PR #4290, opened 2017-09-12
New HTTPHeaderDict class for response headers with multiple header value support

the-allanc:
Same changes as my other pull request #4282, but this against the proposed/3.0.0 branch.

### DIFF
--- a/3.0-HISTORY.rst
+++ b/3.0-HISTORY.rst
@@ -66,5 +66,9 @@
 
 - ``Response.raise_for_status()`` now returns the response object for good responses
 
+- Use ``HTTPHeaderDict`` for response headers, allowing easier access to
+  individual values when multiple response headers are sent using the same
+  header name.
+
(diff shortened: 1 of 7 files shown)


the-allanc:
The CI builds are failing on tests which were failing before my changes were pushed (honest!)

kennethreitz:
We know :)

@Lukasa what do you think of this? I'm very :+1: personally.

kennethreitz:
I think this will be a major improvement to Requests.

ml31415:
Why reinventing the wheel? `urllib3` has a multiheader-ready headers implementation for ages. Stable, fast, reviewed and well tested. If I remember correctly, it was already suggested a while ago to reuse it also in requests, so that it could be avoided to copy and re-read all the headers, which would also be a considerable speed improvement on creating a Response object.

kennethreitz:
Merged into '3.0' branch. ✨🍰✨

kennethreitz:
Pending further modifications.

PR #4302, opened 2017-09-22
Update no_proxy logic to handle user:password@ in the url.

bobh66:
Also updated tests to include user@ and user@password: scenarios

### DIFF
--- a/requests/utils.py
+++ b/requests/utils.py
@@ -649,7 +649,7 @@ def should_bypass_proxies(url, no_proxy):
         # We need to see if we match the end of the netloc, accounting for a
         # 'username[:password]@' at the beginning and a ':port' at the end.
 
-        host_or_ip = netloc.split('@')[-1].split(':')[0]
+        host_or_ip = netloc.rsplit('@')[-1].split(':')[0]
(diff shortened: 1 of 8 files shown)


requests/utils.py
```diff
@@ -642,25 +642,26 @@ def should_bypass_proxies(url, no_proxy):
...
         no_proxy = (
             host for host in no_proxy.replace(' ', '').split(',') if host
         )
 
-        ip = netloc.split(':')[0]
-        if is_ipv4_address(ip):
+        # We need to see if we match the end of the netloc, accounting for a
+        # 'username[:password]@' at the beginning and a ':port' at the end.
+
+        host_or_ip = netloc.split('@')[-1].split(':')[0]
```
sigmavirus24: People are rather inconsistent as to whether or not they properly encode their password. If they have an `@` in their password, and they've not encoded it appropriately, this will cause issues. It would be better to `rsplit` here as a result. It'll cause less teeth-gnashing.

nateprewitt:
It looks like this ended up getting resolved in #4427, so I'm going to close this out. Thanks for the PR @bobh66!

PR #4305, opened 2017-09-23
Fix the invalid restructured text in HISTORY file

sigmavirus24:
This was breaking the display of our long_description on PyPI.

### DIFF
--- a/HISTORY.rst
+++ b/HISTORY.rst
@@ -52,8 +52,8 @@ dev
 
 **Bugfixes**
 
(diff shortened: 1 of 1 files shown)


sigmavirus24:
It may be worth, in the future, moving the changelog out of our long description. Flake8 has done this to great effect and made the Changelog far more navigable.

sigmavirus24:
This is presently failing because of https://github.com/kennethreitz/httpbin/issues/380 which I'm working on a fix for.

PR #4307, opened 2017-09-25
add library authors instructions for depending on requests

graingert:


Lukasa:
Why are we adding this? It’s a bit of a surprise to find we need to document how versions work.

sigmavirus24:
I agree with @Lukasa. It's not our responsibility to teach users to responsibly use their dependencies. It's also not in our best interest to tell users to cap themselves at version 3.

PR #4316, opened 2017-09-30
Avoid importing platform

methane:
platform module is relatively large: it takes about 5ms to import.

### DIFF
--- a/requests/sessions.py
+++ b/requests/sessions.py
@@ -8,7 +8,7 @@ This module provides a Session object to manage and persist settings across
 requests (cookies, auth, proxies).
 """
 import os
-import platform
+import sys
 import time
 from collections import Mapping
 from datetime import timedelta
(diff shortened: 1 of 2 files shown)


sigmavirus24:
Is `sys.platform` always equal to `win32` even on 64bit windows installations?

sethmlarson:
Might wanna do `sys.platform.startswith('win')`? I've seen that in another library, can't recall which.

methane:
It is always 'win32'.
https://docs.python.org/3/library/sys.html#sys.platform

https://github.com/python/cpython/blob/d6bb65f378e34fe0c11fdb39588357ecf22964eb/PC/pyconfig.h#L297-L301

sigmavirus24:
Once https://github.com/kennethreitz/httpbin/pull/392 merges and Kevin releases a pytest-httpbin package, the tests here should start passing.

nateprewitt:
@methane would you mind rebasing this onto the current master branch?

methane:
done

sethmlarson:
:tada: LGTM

● **Task description**
All entries above are to be transcribed verbatim.

● **Output of the task**
PR #4290, opened 2017-09-12
New HTTPHeaderDict class for response headers with multiple header value support

the-allanc:
Same changes as my other pull request #4282, but this against the proposed/3.0.0 branch.

### DIFF
--- a/3.0-HISTORY.rst
+++ b/3.0-HISTORY.rst
@@ -66,5 +66,9 @@
 
 - ``Response.raise_for_status()`` now returns the response object for good responses
 
+- Use ``HTTPHeaderDict`` for response headers, allowing easier access to
+  individual values when multiple response headers are sent using the same
+  header name.
+
(diff shortened: 1 of 7 files shown)


the-allanc:
The CI builds are failing on tests which were failing before my changes were pushed (honest!)

kennethreitz:
We know :)

@Lukasa what do you think of this? I'm very :+1: personally.

kennethreitz:
I think this will be a major improvement to Requests.

ml31415:
Why reinventing the wheel? `urllib3` has a multiheader-ready headers implementation for ages. Stable, fast, reviewed and well tested. If I remember correctly, it was already suggested a while ago to reuse it also in requests, so that it could be avoided to copy and re-read all the headers, which would also be a considerable speed improvement on creating a Response object.

kennethreitz:
Merged into '3.0' branch. ✨🍰✨

kennethreitz:
Pending further modifications.

PR #4302, opened 2017-09-22
Update no_proxy logic to handle user:password@ in the url.

bobh66:
Also updated tests to include user@ and user@password: scenarios

### DIFF
--- a/requests/utils.py
+++ b/requests/utils.py
@@ -649,7 +649,7 @@ def should_bypass_proxies(url, no_proxy):
         # We need to see if we match the end of the netloc, accounting for a
         # 'username[:password]@' at the beginning and a ':port' at the end.
 
-        host_or_ip = netloc.split('@')[-1].split(':')[0]
+        host_or_ip = netloc.rsplit('@')[-1].split(':')[0]
(diff shortened: 1 of 8 files shown)


requests/utils.py
```diff
@@ -642,25 +642,26 @@ def should_bypass_proxies(url, no_proxy):
...
         no_proxy = (
             host for host in no_proxy.replace(' ', '').split(',') if host
         )
 
-        ip = netloc.split(':')[0]
-        if is_ipv4_address(ip):
+        # We need to see if we match the end of the netloc, accounting for a
+        # 'username[:password]@' at the beginning and a ':port' at the end.
+
+        host_or_ip = netloc.split('@')[-1].split(':')[0]
```
sigmavirus24: People are rather inconsistent as to whether or not they properly encode their password. If they have an `@` in their password, and they've not encoded it appropriately, this will cause issues. It would be better to `rsplit` here as a result. It'll cause less teeth-gnashing.

nateprewitt:
It looks like this ended up getting resolved in #4427, so I'm going to close this out. Thanks for the PR @bobh66!

PR #4305, opened 2017-09-23
Fix the invalid restructured text in HISTORY file

sigmavirus24:
This was breaking the display of our long_description on PyPI.

### DIFF
--- a/HISTORY.rst
+++ b/HISTORY.rst
@@ -52,8 +52,8 @@ dev
 
 **Bugfixes**
 
(diff shortened: 1 of 1 files shown)


sigmavirus24:
It may be worth, in the future, moving the changelog out of our long description. Flake8 has done this to great effect and made the Changelog far more navigable.

sigmavirus24:
This is presently failing because of https://github.com/kennethreitz/httpbin/issues/380 which I'm working on a fix for.

PR #4307, opened 2017-09-25
add library authors instructions for depending on requests

graingert:


Lukasa:
Why are we adding this? It’s a bit of a surprise to find we need to document how versions work.

sigmavirus24:
I agree with @Lukasa. It's not our responsibility to teach users to responsibly use their dependencies. It's also not in our best interest to tell users to cap themselves at version 3.

PR #4316, opened 2017-09-30
Avoid importing platform

methane:
platform module is relatively large: it takes about 5ms to import.

### DIFF
--- a/requests/sessions.py
+++ b/requests/sessions.py
@@ -8,7 +8,7 @@ This module provides a Session object to manage and persist settings across
 requests (cookies, auth, proxies).
 """
 import os
-import platform
+import sys
 import time
 from collections import Mapping
 from datetime import timedelta
(diff shortened: 1 of 2 files shown)


sigmavirus24:
Is `sys.platform` always equal to `win32` even on 64bit windows installations?

sethmlarson:
Might wanna do `sys.platform.startswith('win')`? I've seen that in another library, can't recall which.

methane:
It is always 'win32'.
https://docs.python.org/3/library/sys.html#sys.platform

https://github.com/python/cpython/blob/d6bb65f378e34fe0c11fdb39588357ecf22964eb/PC/pyconfig.h#L297-L301

sigmavirus24:
Once https://github.com/kennethreitz/httpbin/pull/392 merges and Kevin releases a pytest-httpbin package, the tests here should start passing.

nateprewitt:
@methane would you mind rebasing this onto the current master branch?

methane:
done

sethmlarson:
:tada: LGTM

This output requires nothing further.